Learn

You might be asking yourself a question now. How did we arrive at the vector values that define a word vector? And how do we ensure that the values chosen place the vectors for words with similar context close together and the vectors for words with different usages far apart?

Step in word2vec! Word2vec is a statistical learning algorithm that develops word embeddings from a corpus of text. Word2vec uses one of two different model architectures to come up with the values that define a collection of word embeddings.

One method is to use the continuous bag-of-words (CBOW) representation of a piece of text. The word2vec model goes through each word in the training corpus, in order, and tries to predict what word comes at each position based on applying bag-of-words to the words that surround the word in question. In this approach, the order of the words does not matter!

The other method word2vec can use to create word embeddings is continuous skip-grams. Skip-grams function similarly to n-grams, except instead of looking at groupings of n-consecutive words in a text, we can look at sequences of words that are separated by some specified distance between them.

For example, consider the sentence "The squids jump out of the suitcase". The 1-skip-2-grams includes all the bigrams (2-grams) as well as the following subsequences:

(The, jump), (squids, out), (jump, of), (out, the), (of, suitcase)

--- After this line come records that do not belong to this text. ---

PR #2520, opened 2020-12-09
[h264d] Unmark the duplicated frame_num with the coming frame in DPB

dylanintel:
Fix the issue about some h264 streams which have a wrong way to calculate frame_num.

Issue: MDP-64211, MDP-48207
Signed-off-by: Wang Dylan <dylan.wang@intel.com>

### DIFF
--- a/_studio/shared/umc/codec/h264_dec/include/umc_h264_task_supplier.h
+++ b/_studio/shared/umc/codec/h264_dec/include/umc_h264_task_supplier.h
@@ -598,6 +598,7 @@ protected:
     virtual void OnFullFrame(H264DecoderFrame * pFrame);
     virtual bool ProcessNonPairedField(H264DecoderFrame * pFrame) = 0;
 
+    void DPBSanitize(H264DecoderFrame * pDPBHead, const H264DecoderFrame * pFrame);
     void DBPUpdate(H264DecoderFrame * pFrame, int32_t field);
 
     virtual void AddFakeReferenceFrame(H264Slice * pSlice);
--- a/_studio/shared/umc/codec/h264_dec/src/umc_h264_task_supplier.cpp
+++ b/_studio/shared/umc/codec/h264_dec/src/umc_h264_task_supplier.cpp
@@ -3591,6 +3591,20 @@ H264Slice * TaskSupplier::DecodeSliceHeader(NalUnit *nalUnit)
     return pSlice;
 }
 
+void TaskSupplier::DPBSanitize(H264DecoderFrame * pDPBHead, const H264DecoderFrame * pFrame)
+{
+    for (H264DecoderFrame *pFrm = pDPBHead; pFrm; pFrm = pFrm->future())
+    {
+        if ((pFrm != pFrame) &&
+            (pFrm->FrameNum() == pFrame->FrameNum()) &&
+             pFrm->isShortTermRef())
+        {
+            pFrm->SetErrorFlagged(ERROR_FRAME_SHORT_TERM_STUCK);
+            AddItemAndRun(pFrm, pFrm, UNSET_REFERENCE | FULL_FRAME | SHORT_TERM);
+        }
+    }
+}
+
 Status TaskSupplier::AddSlice(H264Slice * pSlice, bool force)
 {
     if (!m_accessUnit.GetLayersCount() && pSlice)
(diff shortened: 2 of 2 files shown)


dmitryermilov (commented):
@dylanintel , thank you for the PR. 
As far I understand this change is almost the same as https://github.com/Intel-Media-SDK/MediaSDK/pull/166 (except "Frame_type != B_PICTURE" additional condition) which later was removed by https://github.com/Intel-Media-SDK/MediaSDK/pull/585. Right ? So now we're reapplying  it back. Okay. Why not.
But I'd like to propose a few things:
1) Please explain in code comment (please feel free to wrote as many line as needed) why now we have this "lastSlice->GetSeqParam()->gaps_in_frame_num_value_allowed_flag != 1 **&& Frame_type != B_PICTURE**" condition . It's not clear to me right now. And I'm afraid even if you describe it in a github reply, later if we come back to this topic again, no one will remember the reasons.
2) Let's run h264d validation with all types of conformance test cases and corrupted streams previously collected. I'll help with to arrange it. Plus, please also **manually** test that this change doesn't cause a regression with the bitstream from MDP-48189/MDP-46557. Asking because PR #585 was for these MDP-48189/MDP-46557.

hongbolv:
> @dylanintel , thank you for the PR.
> As far I understand this change is almost the same as #166 (except "Frame_type != B_PICTURE" additional condition) which later was removed by #585. Right ? So now we're reapplying it back. Okay. Why not.
> But I'd like to propose a few things:
> 
> 1. Please explain in code comment (please feel free to wrote as many line as needed) why now we have this "lastSlice->GetSeqParam()->gaps_in_frame_num_value_allowed_flag != 1 **&& Frame_type != B_PICTURE**" condition . It's not clear to me right now. And I'm afraid even if you describe it in a github reply, later if we come back to this topic again, no one will remember the reasons.
> 2. Let's run h264d validation with all types of conformance test cases and corrupted streams previously collected. I'll help with to arrange it. Plus, please also **manually** test that this change doesn't cause a regression with the bitstream from MDP-48189/MDP-46557. Asking because PR #585 was for these MDP-48189/MDP-46557.

@dmitryermilov Yes, this change is almost same except (except "Frame_type != B_PICTURE" additional condition).
1.  In the #166, the patch is to fix the corrupted stream which has a frame number gap. The frame number gap caused a reference frame to always stay in DPB buffer. The #166 patch unmarks the reference frame in DPB buffer when the future frame with the same frame number is coming. 
    But in the another corrupted stream, the frame number is wrong. In the correct mode, in the encoding sequence, the B frame's frame_num should be previous reference frame's frame_num + 1; but the corrupted stream's B frame's frame_num is same as the previous reference frame's frame_num.  When the patch #166 handle this case, when the B frame arrived, the previous reference frame is always unmarked because of the same frame_num. 

Normal frame number:
I     P     B     P     B     P     B     P
0    1      2     2     3     3     4     4

Corrupted stream 0:
I     P     B     P     B     P     B     P
0    1      2     2     3     3     5     5
                      I
                      I
                      This frame always stays in the DPB buffer. Patch #166 will unmark it when the next frame which frame_num is 2 coming.
Corrupted stream1 :
I     P     B     P     B     P     B     P
0    1     1      2     2     3     3     4
              I
              I
              With the patch #166, this B frame will unmark the previous reference frame in the DPB buffer. In fact, it should not do it. So we add the condition (Frame_type != B_PICTURE) to deal with this case.

dmitryermilov (approved):

dmitryermilov:
Thank

> > @dylanintel , thank you for the PR.
> > As far I understand this change is almost the same as #166 (except "Frame_type != B_PICTURE" additional condition) which later was removed by #585. Right ? So now we're reapplying it back. Okay. Why not.
> > But I'd like to propose a few things:
> > 
> > 1. Please explain in code comment (please feel free to wrote as many line as needed) why now we have this "lastSlice->GetSeqParam()->gaps_in_frame_num_value_allowed_flag != 1 **&& Frame_type != B_PICTURE**" condition . It's not clear to me right now. And I'm afraid even if you describe it in a github reply, later if we come back to this topic again, no one will remember the reasons.
> > 2. Let's run h264d validation with all types of conformance test cases and corrupted streams previously collected. I'll help with to arrange it. Plus, please also **manually** test that this change doesn't cause a regression with the bitstream from MDP-48189/MDP-46557. Asking because PR #585 was for these MDP-48189/MDP-46557.
> 
> @dmitryermilov Yes, this change is almost same except (except "Frame_type != B_PICTURE" additional condition).
> 
> 1. In the #166, the patch is to fix the corrupted stream which has a frame number gap. The frame number gap caused a reference frame to always stay in DPB buffer. The #166 patch unmarks the reference frame in DPB buffer when the future frame with the same frame number is coming.
>    But in the another corrupted stream, the frame number is wrong. In the correct mode, in the encoding sequence, the B frame's frame_num should be previous reference frame's frame_num + 1; but the corrupted stream's B frame's frame_num is same as the previous reference frame's frame_num.  When the patch #166 handle this case, when the B frame arrived, the previous reference frame is always unmarked because of the same frame_num.
> 
> Normal frame number:
> I P1 B2 P2 B3 P3 B4 P4
> 0 1 2 2 3 3 4 4
> 
> Corrupted stream 0:
> I P1 B1 P2 B2 P3 B3 P4
> 0 1 2 2 3 3 5 5
> This frame P2 always stays in the DPB buffer. Patch #166 will unmark it when the next frame with frame_num =2 is coming.
> Corrupted stream1 :
> I P1 B1 P2 B2 P3 B3 P4
> 0 1 1 2 2 3 3 4
> With the patch #166, this B1 frame will unmark the previous reference frame P1 in the DPB buffer. In fact, it should not do it. So we add the condition (Frame_type != B_PICTURE) to deal with this case.

Thank you. Also it seems internal validations results are fine. 
Let's merge the PR but at first let's make sure CI "test" failed not sue to this PR . @dylanintel , can you please rebase the PR to trigger CI again?  If it doesn't help, probably need to look into the issue manually. There is the wiki page: https://github.com/Intel-Media-SDK/MediaSDK/wiki/Run-CI-smoke-tests

dmitryermilov:
@dylanintel , the same CI issue is seen with other PRs, e.g. https://github.com/Intel-Media-SDK/MediaSDK/pull/2531. We're trying to address it. JFYI

dmitryermilov (approved):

When using continuous skip-grams, the order of context is taken into consideration! Because of this, the time it takes to train the word embeddings is slower than when using continuous bag-of-words. The results, however, are often much better!

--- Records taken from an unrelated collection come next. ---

PR #2528, opened 2020-12-10
[sample_encode] Init mfxExtMVCSeqDesc for vpp

Alexandr-Konovalov:
Since a2f2115c mfxExtMVCSeqDesc in m_mfxVppParams is empty.

Issue: MDP-65303

### DIFF
--- a/samples/sample_encode/src/pipeline_encode.cpp
+++ b/samples/sample_encode/src/pipeline_encode.cpp
@@ -342,15 +342,13 @@ mfxStatus sTask::Reset()
     return MFX_ERR_NONE;
 }
 
-mfxStatus CEncodingPipeline::AllocateExtMVCBuffers()
+void CEncodingPipeline::InitExtMVCBuffers(mfxExtMVCSeqDesc *mvcBuffer) const
 {
     // a simple example of mfxExtMVCSeqDesc structure filling
     // actually equal to the "Default dependency mode" - when the structure fields are left 0,
     // but we show how to properly allocate and fill the fields
 
     mfxU32 i;
-
-    auto mvcBuffer = m_mfxEncParams.AddExtBuffer<mfxExtMVCSeqDesc>();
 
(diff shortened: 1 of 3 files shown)


samples/sample_encode/src/pipeline_encode.cpp
```diff
@@ -343,15 +343,21 @@ mfxStatus sTask::Reset()
 }
 
 mfxStatus CEncodingPipeline::AllocateExtMVCBuffers()
```
dmitryermilov, line 345: can we fully drop this function? It's used in one place.

dmitryermilov, line 345: Can we fully delete this function? It's used in one place only.

dmitryermilov (changes requested):

samples/sample_encode/src/pipeline_encode.cpp
Alexandr-Konovalov: [CRegionEncodingPipeline::Init()](https://github.com/Intel-Media-SDK/MediaSDK/blob/c22544bcf12de3f7c4ab00276d0fb604fea5892b/samples/sample_encode/src/pipeline_region_encode.cpp#L420) is another place. Not that one is very useful.

dmitryermilov: Why another? As far as I see this is the only place where it's called. I propose to remove

Alexandr-Konovalov: @dmitryermilov 1st place is in [CEncodingPipeline::Init()](https://github.com/Intel-Media-SDK/MediaSDK/blob/c22544bcf12de3f7c4ab00276d0fb604fea5892b/samples/sample_encode/src/pipeline_encode.cpp#L1829). Sure, let's remove.

dmitryermilov (approved):

PR #2529, opened 2020-12-11
[HEVCe] Avoid nullptr dereferenced

JeremyShang:


onabiull:
@mgonchar and @eistarov isn't it a known false positive?

dmitryermilov (commented):
It seems to be a false positive.

JeremyShang:
If that's the case, I can close this PR

Issue #2392, opened 2020-10-01
h265 to vp9e transcoding failure on 8K resolution stream when vaSyncBuffer is used instead of vaSyncSurface


aobolensk:
Transcoding using sample_multi_transcode:
Input stream: h265
Output stream: vp9
Resolution: 7680x4320 (for input and output)
Tested on: #2351 (vaSyncSurface is replaced with vaSyncBuffer)
There is no such problem in master branch.
```
./sample_multi_transcode -i::h265 input.265 -o::vp9 output.vp9 -f 25 -b 4600000 -u 1 -hw -n 300 -async 1 -lowpower:on -w 7680 -h 4320
```
Result:
```
[ERROR], sts=MFX_ERR_DEVICE_FAILED(-17), PutBS, Encode: SyncOperation failed at /home/user/MediaSDK/samples/sample_multi_transcode/src/pipeline_transcode.cpp:1934

[ERROR], sts=MFX_ERR_ABORTED(-12), Transcode, PutBS failed at /home/user/MediaSDK/samples/sample_multi_transcode/src/pipeline_transcode.cpp:1896

[ERROR], sts=MFX_ERR_ABORTED(-12), Run, CTranscodingPipeline::Run::Transcode() [0x55e7b0eaef40] failed at /home/user/MediaSDK/samples/sample_multi_transcode/src/pipeline_transcode.cpp:4538


 session 0 [0x55ac4f784f40] failed with status MFX_ERR_ABORTED shutting down the application...

session [0x55ac4f784f40] m_bForceStop is set

Transcoding finished

Common transcoding time is 0.322258 sec
-------------------------------------------------------------------------------
*** session 0 [0x55ac4f784f40] FAILED (MFX_ERR_ABORTED) 0.322074 sec, 1 frames, 3.105 fps
-i::h265 input.265 -o::vp9 output.vp9 -f 25 -b 4600000 -u 1 -hw -n 300 -async 1 -lowpower:on -w 7680 -h 4320

-------------------------------------------------------------------------------

The test FAILED

[ERROR], sts=MFX_ERR_ABORTED(-12), main, transcode.ProcessResult failed at /home/user/MediaSDK/samples/sample_multi_transcode/src/sample_multi_transcode.cpp:1165
```

aobolensk:
This issue seems to be not reproducible on the latest media driver.

dmitryermilov:
We saw it again on latest driver.

[...]

PR #2351, opened 2020-09-11
[VP9e] Use vaSyncBuffer in VAAPIEncoder::QueryStatus

aobolensk:

PR #2530, opened 2020-12-14
[VP9e] Use vaSyncBuffer in VAAPIEncoder::QueryStatus

IlyaSergeyev:
originaly introduced in  #2351

### DIFF
--- a/_studio/mfx_lib/encode_hw/vp9/src/mfx_vp9_encode_hw_vaapi.cpp
+++ b/_studio/mfx_lib/encode_hw/vp9/src/mfx_vp9_encode_hw_vaapi.cpp
@@ -1324,6 +1324,19 @@ mfxStatus VAAPIEncoder::QueryStatus(
 
     VASurfaceStatus surfSts = VASurfaceSkipped;
 
+#if VA_CHECK_VERSION(1,9,0)
+    vaSts = vaSyncBuffer(m_vaDisplay, codedBuffer, VA_TIMEOUT_INFINITE);
+    MFX_CHECK_WITH_ASSERT(VA_STATUS_SUCCESS == vaSts, MFX_ERR_DEVICE_FAILED);
+
+    vaSts = vaQuerySurfaceStatus(m_vaDisplay, waitSurface, &surfSts);
+    MFX_CHECK_WITH_ASSERT(VA_STATUS_SUCCESS == vaSts, MFX_ERR_DEVICE_FAILED);
+
+    if (VASurfaceReady == surfSts)
+    {
+        UMC::AutomaticUMCMutex guard(m_guard);
+        m_feedbackCache.erase(m_feedbackCache.begin() + indxSurf);
+    }
+#else
     vaSts = vaSyncSurface(m_vaDisplay, waitSurface);
     MFX_CHECK_WITH_ASSERT(VA_STATUS_SUCCESS == vaSts, MFX_ERR_DEVICE_FAILED);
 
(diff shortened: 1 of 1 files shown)


_studio/mfx_lib/encode_hw/vp9/src/mfx_vp9_encode_hw_vaapi.cpp
```diff
@@ -1324,6 +1324,18 @@ mfxStatus VAAPIEncoder::QueryStatus(
 
     VASurfaceStatus surfSts = VASurfaceSkipped;
 
+#if VA_CHECK_VERSION(1,9,0)
+    vaSts = vaSyncBuffer(m_vaDisplay, codedBuffer, VA_TIMEOUT_INFINITE);
```
dvrogozh, line 1328: you reduce code robustness by overriding `vaSts`

_studio/mfx_lib/encode_hw/vp9/src/mfx_vp9_encode_hw_vaapi.cpp
```diff
@@ -1324,6 +1324,18 @@ mfxStatus VAAPIEncoder::QueryStatus(
...
+
+    vaSts = vaQuerySurfaceStatus(m_vaDisplay, waitSurface, &surfSts);
```
dvrogozh, line 1330: Is this call attempt to resolve https://github.com/Intel-Media-SDK/MediaSDK/issues/2392? If yes, then this is incorrect fix for the reason that `vaQuerySurfaceStatus` is an optional call. Effectively, if vaSyncBuffer (or surface) returned OK, then user can proceed and everything should work. `vaQuerySurfaceStatus` is kind of alternative way to sync in a polling fashion.

If this code really fix the issue then you make some machine state update in `vaQuerySurfaceStatus` which is missed in `vaSyncBuffer`  - and this is an actual bug.

dvrogozh (changes requested):

_studio/mfx_lib/encode_hw/vp9/src/mfx_vp9_encode_hw_vaapi.cpp
IlyaSergeyev: Yes, this resolves #2392

_studio/mfx_lib/encode_hw/vp9/src/mfx_vp9_encode_hw_vaapi.cpp
IlyaSergeyev: done

_studio/mfx_lib/encode_hw/vp9/src/mfx_vp9_encode_hw_vaapi.cpp
dvrogozh: Ok. As I noted, this looks to be a wrong fix. It merely highlights an issue in the driver than properly resolves it. Which operations are hidden inside vaQuerySurfaceStatus? why they were not executed within vaSyncBuffer?

dvrogozh (changes requested):

_studio/mfx_lib/encode_hw/vp9/src/mfx_vp9_encode_hw_vaapi.cpp
IlyaSergeyev: There are the same difference as between syncSurface and syncBuffer - waiting for pCurrentFrameSemaphore

dmitryermilov: It doesn't make sense from MSDK perspective. Here MSDK VP9e code waits for output resource - bitstream.

IlyaSergeyev: syncSurface actually do DdiMedia_StatusCheck first, then the same as syncBuffer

With either the continuous bag-of-words or continuous skip-grams representations as training data, word2vec then uses a shallow, 2-layer neural network to come up with the values that place words with a similar context in vectors near each other and words with different contexts in vectors far apart from each other.

Let’s take a closer look to see how continuous bag-of-words and continuous skip-grams work!

### Instructions

1.

At the top of script.py you’ll find the opening sentence of Charles Dickens’s novel A Tale of Two Cities, stored in a variable sentence. Below, you’ll see that this sentence has been preprocessed for you and saved as sentence_lst.

You’ll also find a function called get_cbows() that we’ve defined. get_cbows() iterates through a preprocessed sentence word by word and returns a list of the different bag-of-words representations for the context words that surround each word in the sentence.

In the area indicated in script.py, call get_cbows() with sentence_lst and context_length as arguments, and save the result to a variable cbows.

What do you see printed to the terminal? Open the hint for an explanation of the output.

2.

Also provided in script.py is a function called get_skip_grams(). get_skip_grams() iterates through a sentence word by word and returns an ordered list of the different context words that surround each word in the sentence.

In the area indicated in script.py, call get_skip_grams() with sentence_lst and context_length as arguments, and save the result to a variable skip_grams.

What do you see printed to the terminal? How do these results differ from the previous exercise’s results? Open the hint for an explanation of the output.

3.

Above the functions in script.py we currently have a variable context_length set to 2. This indicates that when finding our bag-of-words and skip-gram representations, we are only looking 2 words to the left and 2 words to the right of our word we are focusing on.

Update the value of context_length to 3. How do the bag-of-words and skip-gram representations change?